(Stored data entries)

┌────────

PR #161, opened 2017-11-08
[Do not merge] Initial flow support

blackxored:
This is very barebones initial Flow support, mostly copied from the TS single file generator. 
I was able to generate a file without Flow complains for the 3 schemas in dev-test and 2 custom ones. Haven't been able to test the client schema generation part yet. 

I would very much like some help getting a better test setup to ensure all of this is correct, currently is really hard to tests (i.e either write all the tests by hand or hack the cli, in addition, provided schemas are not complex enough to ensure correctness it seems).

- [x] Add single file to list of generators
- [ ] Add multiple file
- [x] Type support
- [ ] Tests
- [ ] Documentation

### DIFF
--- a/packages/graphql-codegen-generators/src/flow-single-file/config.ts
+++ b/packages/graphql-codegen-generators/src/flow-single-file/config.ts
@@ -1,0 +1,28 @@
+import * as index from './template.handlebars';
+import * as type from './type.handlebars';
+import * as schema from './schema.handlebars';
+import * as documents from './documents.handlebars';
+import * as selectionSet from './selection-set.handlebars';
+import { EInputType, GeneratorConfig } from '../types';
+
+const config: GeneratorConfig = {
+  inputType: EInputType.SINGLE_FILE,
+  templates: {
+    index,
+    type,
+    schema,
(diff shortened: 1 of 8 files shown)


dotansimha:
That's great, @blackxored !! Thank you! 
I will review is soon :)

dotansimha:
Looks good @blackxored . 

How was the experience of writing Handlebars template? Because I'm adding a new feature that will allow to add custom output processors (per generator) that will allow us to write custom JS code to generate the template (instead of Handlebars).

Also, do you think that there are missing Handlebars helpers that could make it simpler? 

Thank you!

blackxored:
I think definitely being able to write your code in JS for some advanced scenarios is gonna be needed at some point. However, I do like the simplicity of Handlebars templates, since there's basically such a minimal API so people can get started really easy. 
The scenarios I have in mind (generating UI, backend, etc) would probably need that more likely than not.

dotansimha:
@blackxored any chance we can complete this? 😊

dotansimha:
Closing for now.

└────────
┌────────

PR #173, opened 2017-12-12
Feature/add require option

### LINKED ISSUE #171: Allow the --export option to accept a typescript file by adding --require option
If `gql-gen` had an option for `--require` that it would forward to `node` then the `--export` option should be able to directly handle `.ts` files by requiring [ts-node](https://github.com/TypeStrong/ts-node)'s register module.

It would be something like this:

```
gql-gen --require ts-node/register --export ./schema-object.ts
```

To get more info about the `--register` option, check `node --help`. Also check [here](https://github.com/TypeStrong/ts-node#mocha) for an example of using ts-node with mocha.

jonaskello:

└────────

__TASK PROMPT__: Retype exactly the lines of the data above that fall between the line with "-1,0 +1,28 @@" and the line with "Closing for now.", inclusive, and add nothing.

__THE ANSWER__:
@@ -1,0 +1,28 @@
+import * as index from './template.handlebars';
+import * as type from './type.handlebars';
+import * as schema from './schema.handlebars';
+import * as documents from './documents.handlebars';
+import * as selectionSet from './selection-set.handlebars';
+import { EInputType, GeneratorConfig } from '../types';
+
+const config: GeneratorConfig = {
+  inputType: EInputType.SINGLE_FILE,
+  templates: {
+    index,
+    type,
+    schema,
(diff shortened: 1 of 8 files shown)


dotansimha:
That's great, @blackxored !! Thank you! 
I will review is soon :)

dotansimha:
Looks good @blackxored . 

How was the experience of writing Handlebars template? Because I'm adding a new feature that will allow to add custom output processors (per generator) that will allow us to write custom JS code to generate the template (instead of Handlebars).

Also, do you think that there are missing Handlebars helpers that could make it simpler? 

Thank you!

blackxored:
I think definitely being able to write your code in JS for some advanced scenarios is gonna be needed at some point. However, I do like the simplicity of Handlebars templates, since there's basically such a minimal API so people can get started really easy. 
The scenarios I have in mind (generating UI, backend, etc) would probably need that more likely than not.

dotansimha:
@blackxored any chance we can complete this? 😊

dotansimha:
Closing for now.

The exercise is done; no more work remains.